3. An encoding method of digital audio information according to claim 1, further comprising the steps of:

for one or more frequencies selected from the discrete frequencies, calculating a square root of a sum component given as a sum of squares of the respective amplitude information items of the sine and cosine components paired with each other, at each selected frequency; and

replacing an amplitude information pair corresponding to each selected frequency, included in the frame data, with the square root of the sum component obtained from the amplitude information pair.

4. An encoding method of digital audio data according to claim 1, further comprising the step of:

thinning one or more amplitude information out of the amplitude information included in the frame data.

5. An encoding method of digital audio data according to claim 1, further comprising the steps of:

between or among amplitude information pairs corresponding to two or more discrete frequencies adjacent to each other, included in the frame data, comparing square roots of sum components given as sums of squares of respective amplitude information items of sine and cosine components paired with each other; and

deleting the amplitude information pairs other than the amplitude information pair with the maximum square root of the sum component among the two or more amplitude information pairs thus compared, from the frame data included in the encoded audio data.

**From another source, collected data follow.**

PR #2961, opened 2024-09-19
main/protobuf: update to 28.2

tulilirockz:


nekopsykose:
this needs rebuilds every time it's upgraded because the soname changes

PR #2971, opened 2024-09-20
main/libcxx-mingw-w64: disable scp hardening

z-erica:
silences the following warning:

```
clang: warning: argument unused during compilation: '-fstack-clash-protection' [-Wunused-command-line-argument]
```


nekopsykose:
does that warning apply to every tu though? it's probably unused for .dll but there is some normal code in there too i think

PR #2973, opened 2024-09-20
cbuild: reset text formatting after error hints

EarldridgeJazzedPineda:


q66:
why does this matter? the color escapes are per-line and the hint is the last thing ever printed

q66:
i guess if python crashed right after printing the hint it could leave the terminal inconsistent? seems unlikely though

q66:
hm looks like other places already reset it so whatever

PR #5140, opened 2026-01-31
user/cagebreak: new package

couldbeanemail:
## Description

cagebreak is a Wayland compositor in the spirit of ratpoison on X.
i have been using this package for a while now and haven't ran into non-self-caused issues.
Upstream does have some bugs, and the tests don't really work in a cbuild build root.
I spent a bit of time trying to get the checks to work. That would require:
a) gsed dep, patching tests to use that or fixing it upsream.
b) patching some bad paths in test/arguments ~> build-arguments{/,}
    pretty sure this is not some gnu behavior but just a bug in the tests.
c) patching missing XDG_RUNTIME_DIR=$(pwd)
a through c could be fixed upstream but its hardly worth the effort since
d) tests still won't work because missing drm backend in bldroot
   so wlroots explodes, and well i think all hope is lost to test this in cbuild.
this is just for testing the basic test suite.
thats also why no hardening opts since no tests.

## Checklist

### DIFF
--- a/user/cagebreak/patches/00_fix_etc.patch
+++ b/user/cagebreak/patches/00_fix_etc.patch
@@ -1,0 +1,45 @@
+diff --git a/cagebreak.c b/cagebreak.c
+index 878d5b9..b513d74 100644
+--- a/cagebreak.c
++++ b/cagebreak.c
+@@ -682,6 +682,14 @@ main(int argc, char *argv[]) {
+ 			conf_ret = set_configuration(&server, default_conf);
+ 		}
+ 
++		// Fallback Chimera
++		if(conf_ret == 1) {
++			char *default_conf = "/usr/share/etc/cagebreak/config";
++			wlr_log(WLR_INFO, "Loading fallback distro config: \"%s\"",
++			        default_conf);
++			conf_ret = set_configuration(&server, default_conf);
++		}
++
+ 		if(conf_ret != 0 || !server.running) {
+ 			ret = 1;
+ 			goto end;
+diff --git a/man/cagebreak-config.5.md b/man/cagebreak-config.5.md
+index f6de22a..d3500db 100644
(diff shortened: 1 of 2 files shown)


couldbeanemail:
i forgot, i wanted to also patch the man pages to reflect patches to fallback config file in /usr/share/etc/cagebreak, will fix and then set as a non draft.

user/cagebreak/patches/00_fix_etc
jcgruenhage, line 1: File should have a `.patch` extension

jcgruenhage (changes requested):

user/cagebreak/patches/00_fix_etc.patch
```diff
@@ -0,0 +1,45 @@
...
+ 		if(conf_ret != 0 || !server.running) {
+ 			ret = 1;
+ 			goto end;
+diff --git a/man/cagebreak-config.5.md b/man/cagebreak-config.5.md
+index f6de22a..d3500db 100644
+--- a/man/cagebreak-config.5.md
++++ b/man/cagebreak-config.5.md
+@@ -8,6 +8,8 @@ cagebreak-config(5) "Version 3.1.0" "Cagebreak Manual"
+ 
+ *\$XDG_CONFIG_PATH/cagebreak/config*
```
jcgruenhage, line 35: That's not related to your patch, but https://specifications.freedesktop.org/basedir/latest/ does not know `XDG_CONFIG_PATH`. Am I missing something or is this wrong upstream?

couldbeanemail:
Ah I missed this. This is wrong upstream in their man page but not in
their code. All references to _PATH i found with ddg seemed to just be
typos.

jcgruenhage (approved):
I think this is good as is now. @wezm, wdyt?

couldbeanemail:
no longer using chimera

PR #5156, opened 2026-02-02
user/erlang: update to 28.3.1

wezm:
## Description

**Note:** I'm not super experienced with Erlang. I updated the package, installed it, and confirmed that it could run a Hello World Gleam program. If anyone has more experience, additional testing would be appreciated.

**Update:** I did further testing with a less trival application once I had packaged `rebar3`, and that also worked.

## Checklist

### DIFF
--- a/user/erlang/template.py
+++ b/user/erlang/template.py
@@ -1,6 +1,6 @@
 # TODO: split devel, maybe the libs too? (may not be worth it)
 pkgname = "erlang"
-pkgver = "28.1.1"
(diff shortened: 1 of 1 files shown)


wezm:
Confirmed the crash is due to overflow hardening:

https://github.com/erlang/otp/blob/OTP-28.3.1/erts/emulator/beam/erl_process.c#L9750

I've updated the template to disable it, as I don't see a clear way to address it from quickly looking at the code.

PR #5157, opened 2026-02-02
user/rebar3: new package

wezm:
## Description

`rebar3` is an official build tool for erlang that deals with dependencies, compilation and artifacts. It's also invoked by the gleam (`user/gleam`) compiler when targeting erlang, and using erlang dependencies.

## Checklist

### DIFF
--- a/user/rebar3/template.py
+++ b/user/rebar3/template.py
@@ -1,0 +1,34 @@
+pkgname = "rebar3"
+pkgver = "3.27.0"
+pkgrel = 0
+hostmakedepends = ["erlang"]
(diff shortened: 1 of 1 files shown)


user/rebar3/template.py
```diff
@@ -0,0 +1,34 @@
+pkgname = "rebar3"
+pkgver = "3.26.0"
+pkgrel = 0
+makedepends = ["erlang"]
```
q66: hostmakedepends probably?

wezm: Yes, you're right. I've fixed it.

PR #5174, opened 2026-02-03
user/prismlauncher: update to 10.0.2, move from main

natthias:
## Description

This is based on #4330, as prismlauncher has introduced a dependency on gamemode.
Also adds toml++, another new dependency of prismlauncher.

## Checklist


q66:
i added gamemode, i think we can clean this up now

q66:
looks like the main thing is to update it? the rest looks pretty good

natthias:
Updated to 11.0.2. Minecraft 26 does not work, but it didn't work for me on previous versions either.

PR #5197, opened 2026-02-17
packaging: update link to list of sanitizers

wezm:
The list was moved in https://github.com/llvm/llvm-project/commit/2622e6bfa076c60d4556c066245895e2766a7285


wezm:
Good idea, I've updated the link.

PR #5199, opened 2026-02-19
main/gnupg: apply freepg patchset

jcgruenhage:
## Description

We've had a HACK-revert-rfc4880bis-default.patch for a while, and by now there's
a better patchset available, [FreePG](https://freepg.org/).

Multiple distros carry patches from this patchset, and I recognize the people
behind this. I think shipping this patchset is reasonable, a lot more reasonable
than shipping unpatched GnuPG.

Alternatives to consider:
 - cherry-pick what patches we apply from FreePG instead of taking all of them.
   Most distros opt for this, but I think taking the whole thing is better,
   basically everything in there looks reasonable to me at a glance. If we'd
   like to only partially pick patches, I'm fine with trimming it down, just
   tell me to do so then.
 - have unpatched upstream GnuPG and FreePG as two different conflicting
   packages. I'd rather not.

## Checklist


q66:
i ended up taking a different approach because i don't like bundling the whole patchset into our tree, but this is now done

PR #5220, opened 2026-02-27
user/iamb: new package

couldbeanemail:
## Description

iamb is a decent matrix client. it's a tui application offering vim like keybindings and workflows.

It does have very slow moving releases. This has been somewhat unfortunate at times bc when authenticated media(? i think that's what it was called) was introduced, it took like i think a year, until the current release was there that would fix this. (the fix was faster, just that afaik it's policy to strongly discourage using non release versions like some 'random' git ref) . just as a heads up that this could happen again potentially?
It is also not a fully feature complete matrix client - as in you cannot interact with all features of the matrix protocol. it does most of what you would wanna do. 

these are the only concerns i could see with this. to me (and for me) this is the sanest matrix client still.

## Checklist

### DIFF
--- a/user/iamb/patches/00_man_share_etc.patch
+++ b/user/iamb/patches/00_man_share_etc.patch
@@ -1,0 +1,13 @@
+diff --git a/docs/iamb.5 b/docs/iamb.5
+index 8357f96..cdfee31 100644
+--- a/docs/iamb.5
++++ b/docs/iamb.5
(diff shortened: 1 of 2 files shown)


q66:
if the client does not read files from `/etc`, what sense does it make to put the example there? that's just confusing

files in `/usr/share/etc` are those that are meant to actually live in `/etc`

couldbeanemail:
no longer using chimera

6. An encoding method of digital audio data according to claim 3, further comprising the steps of:

between or among amplitude information pairs corresponding to two or more discrete frequencies adjacent to each other, included in the frame data, comparing the square roots of the sum components; and

7. A decoding method of digital audio data for decoding encoded audio data encoded by an encoding method of digital audio data according to claim 1, said decoding method comprising the steps of:

successively generating a sine component and a cosine component paired therewith, digitized at a third period, at each of the discrete frequencies; and

as to each of frame data successively retrieved at a fourth period of a reproduction period out of the encoded audio data, successively generating digital audio data by use of amplitude information pairs corresponding to the respective discrete frequencies included in the frame data retrieved and pairs of the sine and cosine components.

8. A decoding method of digital audio data according to claim 7, wherein the frame data is arranged as to each of one or more frequencies selected from the discrete frequencies so that a pair of amplitude information items of the sine and cosine components paired with each other is replaced by a square root of a sum component given as a sum of squares of said amplitude information items, and

wherein part of the digital audio data obtained by the encoding method is generated by use of the square root of the sum component in the frame data, and either of the sine component and the cosine component corresponding to the frequency to which the square root of the sum component belongs.

9. A decoding method of digital audio data according to claim 7 or 8, wherein one or more amplitude interpolation information is successively generated at a fifth period shorter than the fourth period so as to effect linear interpolation or curve function interpolation of amplitude information between frame data successively retrieved at the fourth period.